Isthmus' Chelsey Dequaine writes about Frank Stella's visit to the Madison Museum of Contemporary Art, where a show of his "fantastical" prints opened on February 5th. Frank Stella Prints: A Retrospective features over 100 prints, most from the collections of Jordan D. Schnitzer and his Family Foundation. It is the artist's first major print retrospective since 1982.
Stella is known for advancing the history of abstraction through paintings, metal reliefs, sculptures and prints. The exhibition includes a broad survey of his work, and it is the occasion for the publication of Frank Stella Prints, a revised and expanded second edition of The Prints of Frank Stella: A Catalogue Raisonné, 1967–1982 (New York: Hudson Hills Press, 1983), which was produced by Curator Rick Axsom and published by the Jordan Schnitzer Family Foundation in association with MMoCA.

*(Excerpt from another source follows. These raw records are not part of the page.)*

PR #10008, opened 2024-11-13
Fix formatting CI

delucis:
#### Description (required)

https://github.com/withastro/docs/commit/6fb548796c6947feffc5a38c0595ea332e00e3d8 broke stuff because our CI task auto-formatting things removed a necessary type import. Turns out this was because `organize-imports-cli` is ancient and has never been updated for newer TS syntaxes like `satisfies`.

This PR removes import organization entirely and also updates Prettier and the Astro Prettier plugin.


HiDeoo (approved):
Looks good to me, tested locally `format:ci` no code was removed :tada:

PR #10020, opened 2024-11-14
fix: upgrade jsdoc-api

ascorbic:
#### Description (required)

Upgrades the jsdoc-api package, used in the docgen scripts. The current version has a bug that causes docgen to fail when a Mac tmp directory starts with an underscore. The latest version has a fix. It's a breaking change, so I've updated the usage too.

https://github.com/jsdoc2md/jsdoc-api/issues/19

At the opening reception, Frank Stella talked about his print works: “The prints are not the same. That’s what helps them. People can do things and work on things at both ends in the etching and papermaking. All of those things begin to need each other and everything comes together in a dramatic way.”
Jordan Schnitzer reflected on the first time he saw a Stella print: “I was overwhelmed. His work has pushed dimensions in ways that have never been done before.”